Po spotkaniu przy Wrocławskiej 69 Adam Skórnicki, trener Falubazu Zielona Góra, nie mógł mieć i nie miał wesołej miny. Tor znów nie był sprzymierzeńcem jego zespołu. - Przed spotkaniem były problemy z polewaczką. Nie brakowało dużo, a zawody zabezpieczałaby straż pożarna - zdradził w magazynie PGE Ekstraligi Leszek Demski.
Sam szkoleniowiec Falubazu przyznał z kolei, że tor w Zielonej Górze nie jest atutem jego ekipy, a to już powinno niepokoić, biorąc pod uwagę, że teraz czekają tę drużynę decydujące o utrzymaniu spotkania. Pierwsze z nich za dwa tygodnie na terenie forBET Włókniarza. - Myślę, że częstochowski tor może być dla nas bardziej łaskawy niż ten nasz - bez ogródek wypalił Skórnicki. Między wierszami przyznał zatem, że zielonogórzanie nie radzą sobie z przygotowaniem toru w taki sposób, aby dawał im jakąś przewagę. - Dla mnie atut własnego toru to jego powtarzalność - zwrócił uwagę w magazynie Jacek Gajewski.
W spotkaniu Falubazu z Fogo Unią nie brakowało też kontrowersji. Jedna z nich to żółta kartka dla Dominika Kubery. Junior gości otrzymał ją po tym, jak wpadł w Grzegorza Zengotę i o mały włos, a nie stracił przez to nogi (więcej przeczytasz tutaj). - Nie było w tym złośliwości - mówił Jacek Gajewski. - Tak ocenił to sędzia - tłumaczył z kolei Leszek Demski. - Ale czy nadawało się to na żółtą kartkę, będzie tu dużo dywagacji - uzupełnił szef sędziów. Przyznał też, choć nie wprost, że Kubera powinien być wykluczony z biegu numer 10.

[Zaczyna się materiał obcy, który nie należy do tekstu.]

PR #1915, opened 2022-04-11
[CIS-1742] Save channel config as DTO instead of binary data

nuno-vieira:
### 🔗 Issue Link
CIS-1742

### 🎯 Goal
Change how we save the channel config to avoid crashes in schema changes.

### 🛠 Implementation
Instead of storing it as binary data in `ChannelDTO`, we create a new `ChannelConfigDTO`. Storing as binary data is dangerous, because if the structure changes, CoreData doesn't know the schema has changed, so it doesn't do migration or wipe the database.

### 🎨 UI Changes
N/A

### 🧪 Testing

1. Uninstall DemoApp
2. git checkout 73d32a60992b237383cb4f83579720b292123fff
3. Open Han Solo user
4. Close the app
5. git checkout develop
6. Open Han Solo User
7. Should not crash

### ☑️ Contributor Checklist


Sources/StreamChat/Database/StreamChatModel.xcdatamodeld/StreamChatModel.xcdatamodel/contents
```diff
@@ -99,6 +117,13 @@
         <relationship name="channel" optional="YES" maxCount="1" deletionRule="Nullify" destinationEntity="ChannelDTO" inverseName="reads" inverseEntity="ChannelDTO"/>
         <relationship name="user" optional="YES" maxCount="1" deletionRule="Nullify" destinationEntity="UserDTO" inverseName="channelReads" inverseEntity="UserDTO"/>
     </entity>
+    <entity name="CommandDTO" representedClassName="CommandDTO" syncable="YES">
+        <attribute name="args" attributeType="String"/>
```
evsaev, line 121: Is there any reason why `args` is the only field that does not have default value?

Sources/StreamChat/Database/StreamChatModel.xcdatamodeld/StreamChatModel.xcdatamodel/contents
```diff
@@ -14,9 +14,26 @@
...
+        <attribute name="readEventsEnabled" attributeType="Boolean" defaultValueString="NO" usesScalarValueType="YES"/>
+        <attribute name="repliesEnabled" attributeType="Boolean" defaultValueString="NO" usesScalarValueType="YES"/>
+        <attribute name="searchEnabled" attributeType="Boolean" defaultValueString="NO" usesScalarValueType="YES"/>
+        <attribute name="typingEventsEnabled" attributeType="Boolean" defaultValueString="NO" usesScalarValueType="YES"/>
+        <attribute name="updatedAt" attributeType="Date" usesScalarValueType="NO"/>
+        <attribute name="uploadsEnabled" attributeType="Boolean" defaultValueString="0.0" usesScalarValueType="YES"/>
+        <attribute name="urlEnrichmentEnabled" attributeType="Boolean" defaultValueString="0.0" usesScalarValueType="YES"/>
+        <relationship name="channel" optional="YES" maxCount="1" deletionRule="Nullify" destinationEntity="ChannelDTO" inverseName="config" inverseEntity="ChannelDTO"/>
+        <relationship name="commands" optional="YES" toMany="YES" deletionRule="Nullify" destinationEntity="CommandDTO" inverseName="channelConfig" inverseEntity="CommandDTO"/>
```
evsaev, line 33: I think for commands we can/should go with `cascade`

Sources/StreamChat/Database/StreamChatModel.xcdatamodeld/StreamChatModel.xcdatamodel/contents
```diff
@@ -34,6 +51,7 @@
         <attribute name="typeRawValue" attributeType="String" defaultValueString=""/>
         <attribute name="updatedAt" attributeType="Date" usesScalarValueType="NO"/>
         <attribute name="watcherCount" attributeType="Integer 64" defaultValueString="0" usesScalarValueType="YES"/>
+        <relationship name="config" maxCount="1" deletionRule="Nullify" destinationEntity="ChannelConfigDTO" inverseName="channel" inverseEntity="ChannelConfigDTO"/>
```
evsaev, line 54: Here `cascade` also makes sense as there's no point in keeping the config in DB when a channel is removed. We don't reference it anywhere else

Sources/StreamChat/Database/DTOs/ChannelConfigDTO.swift
```diff
@@ -0,0 +1,76 @@
...
+            messageRetention: messageRetention,
+            maxMessageLength: Int(maxMessageLength),
+            commands: commands.map { $0.asModel() },
+            createdAt: createdAt,
+            updatedAt: updatedAt
+        )
+    }
+}
+
+extension ChannelConfig {
```
evsaev, line 47: Since the PR is focusing on `ChannelConfig`, can we clean it up a bit? Make it `Decodable` instead of `Codable` (as we no longer encode it), make it a struct to be aligned with other models/payloads, remove manually written initializer and leverage the generated one?

evsaev (changes requested):

Tests/StreamChatTestTools/TestData/DummyData/ChannelPayload.swift
```diff
@@ -50,7 +50,7 @@ extension ChannelDetailPayload {
                     )
                 ],
                 createdAt: XCTestCase.channelCreatedDate,
-                updatedAt: .unique
+                updatedAt: XCTestCase.channelUpdateDate
```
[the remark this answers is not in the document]
nuno-vieira: @evsaev This dummy is used in multiple places (30+). For now, I'll leave it like it is, to avoid a lot of changes in this PR. I just used the same pattern as before, change it in this PR is a bit out of scope

Sources/StreamChat/Database/StreamChatModel.xcdatamodeld/StreamChatModel.xcdatamodel/contents
nuno-vieira: It is a mistake, thanks! 🙏

Sources/StreamChat/Database/StreamChatModel.xcdatamodeld/StreamChatModel.xcdatamodel/contents
```diff
@@ -14,9 +14,26 @@
...
+        <attribute name="mutesEnabled" attributeType="Boolean" defaultValueString="NO" usesScalarValueType="YES"/>
+        <attribute name="quotesEnabled" attributeType="Boolean" defaultValueString="NO" usesScalarValueType="YES"/>
+        <attribute name="reactionsEnabled" attributeType="Boolean" defaultValueString="NO" usesScalarValueType="YES"/>
+        <attribute name="readEventsEnabled" attributeType="Boolean" defaultValueString="NO" usesScalarValueType="YES"/>
+        <attribute name="repliesEnabled" attributeType="Boolean" defaultValueString="NO" usesScalarValueType="YES"/>
+        <attribute name="searchEnabled" attributeType="Boolean" defaultValueString="NO" usesScalarValueType="YES"/>
+        <attribute name="typingEventsEnabled" attributeType="Boolean" defaultValueString="NO" usesScalarValueType="YES"/>
+        <attribute name="updatedAt" attributeType="Date" usesScalarValueType="NO"/>
+        <attribute name="uploadsEnabled" attributeType="Boolean" defaultValueString="0.0" usesScalarValueType="YES"/>
+        <attribute name="urlEnrichmentEnabled" attributeType="Boolean" defaultValueString="0.0" usesScalarValueType="YES"/>
```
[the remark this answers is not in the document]
nuno-vieira: This is probably a mistake on my end as well I guess 🤔 Will check

Sources/StreamChat/Database/StreamChatModel.xcdatamodeld/StreamChatModel.xcdatamodel/contents
nuno-vieira: Makes sense 👍

Sources/StreamChat/Database/DTOs/ChannelConfigDTO.swift
nuno-vieira: This was changed to a `class` to reduce the size of the SDK -> https://github.com/GetStream/stream-chat-swift/pull/1549

The Codable to Decodable, and the manual initializer makes sense 👍

Sources/StreamChat/Database/DTOs/ChannelConfigDTO.swift
```diff
@@ -0,0 +1,76 @@
...
+            connectEventsEnabled: connectEventsEnabled,
+            uploadsEnabled: uploadsEnabled,
+            repliesEnabled: repliesEnabled,
+            quotesEnabled: quotesEnabled,
+            searchEnabled: searchEnabled,
+            mutesEnabled: mutesEnabled,
+            urlEnrichmentEnabled: urlEnrichmentEnabled,
+            messageRetention: messageRetention,
+            maxMessageLength: Int(maxMessageLength),
+            commands: commands.map { $0.asModel() },
```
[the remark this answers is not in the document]
nuno-vieira: I see, then here we need to use an `NSOrderedSet` to keep the order 👍

Sources/StreamChat/Database/DTOs/ChannelConfigDTO.swift
nuno-vieira: Actually, @evsaev I'm not going to do this change. Changing from `Codable -> Decodable` is a breaking change. If a customer is using for example a JSONEncoder to mock the ChannelConfig, this will stop working. Since Codable API will be public as well in this case.

nuno-vieira: The root cause of this issue is that we are missing a data structure to define the config from the Web API. Right now our domain modal is also the web model as well

evsaev: Yeah, ideally there should always be a payload/model pair. The same for command. Can we create a chore task for that?

> Actually, @evsaev I'm not going to do this change. Changing from Codable -> Decodable is a breaking change. If a customer is using for example a JSONEncoder to mock the ChannelConfig, this will stop working. Codable API is public

Let's add this to v5 wish list so we don't forget to fix it 👍

Tests/StreamChatTests/Database/DTOs/ChannelDTO_Tests.swift
```diff
@@ -677,4 +677,37 @@ final class ChannelDTO_Tests: XCTestCase {
...
+            messageRetention: "",
+            maxMessageLength: 5000,
+            commands: [
+                .init(name: "giphy", description: "", set: "", args: ""),
+                .init(name: "workout", description: "", set: "", args: ""),
+                .init(name: "location", description: "", set: "", args: "")
+            ],
+            createdAt: .unique,
+            updatedAt: .unique
+        )
```
evsaev, line 703:
```suggestion
        let config: ChannelConfig = mock(
            commands: [
                .init(name: "giphy", description: "", set: "", args: ""),
                .init(name: "workout", description: "", set: "", args: ""),
                .init(name: "location", description: "", set: "", args: "")
            ]
        )
```

evsaev (approved):
LGTM

Tests/StreamChatTests/Database/DTOs/ChannelDTO_Tests.swift
nuno-vieira: Thanks! 👍  Done ✅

Nie brakowało też opinii na temat tego, co wydarzyło się w Grudziądzu. GKM pokonał Get Well Toruń (49:41) i zrobił krok w stronę utrzymania w elicie. Dla torunian z kolei, choć jeszcze nie definitywnie, to właściwie koniec marzeń o fazie play-off. Dodatkowo Anioły z Torunia straciły Rune Holtę. Goście w magazynie byli zgodni, że ten wypadek nie zakończy jego kariery. - Moim zdaniem jest zbyt wcześnie, aby skreślać Holtę - komentował Świderski. - 44 lata to jeszcze nie jest muzeum - wtrącił Leszek Demski.
W innej sytuacji niż Holta jest obecnie trzy lata młodszy od niego Grzegorz Walasek. Jeszcze jakiś czas temu przebąkiwał o końcu kariery, a tymczasem będzie walczyć o kolejny w swojej karierze medal DMP, tym razem w barwach gorzowskiej Stali. - Walasek swoją postawą i punktami wywalczył miejsce w składzie. Zdobył też zaufanie trenera Chomskiego - stwierdził Gajewski. Jak zwykle jego opinie były wyważone i stonowane. Odnosząc się do meczu we Wrocławiu, gdzie Betard Sparta wygrała z forBET Włókniarzem 48:42, słusznie zauważył, że punkt bonusowy, który powędrował na konto Lwów, może zaważyć na tym, że to biało-zieloni zakończą fazę zasadniczą wyżej od wrocławian. To natomiast oznaczałoby prawdopodobnie, że w półfinale zmierzyliby się zeszłoroczni finaliści - Fogo Unia Leszno i właśnie wrocławska Sparta.
I na koniec musimy wspomnieć o materiale, który wyemitowano podczas magazynu. Pokazano w nim nowiutki stadion Orła Łódź, choć łodzianie jeżdżą przecież na zapleczu PGE Ekstraligi. Nowy obiekt to "dziecko" Witolda Skrzydlewskiego, uhonorowanie wkładu jego oraz jego rodziny w klub. Szef Orła zdobył się na wzruszające wyznanie. Zdradził, co usłyszał od swojej mamy Heleny Skrzydlewskiej, która niedawno zmarła. - Powiedziała mi: synek, pamiętaj, dokończ to wszystko - stwierdził. Stadion został dokończony i teraz śmiało można spodziewać się, że Orzeł niebawem zapuka do PGE Ekstraligi.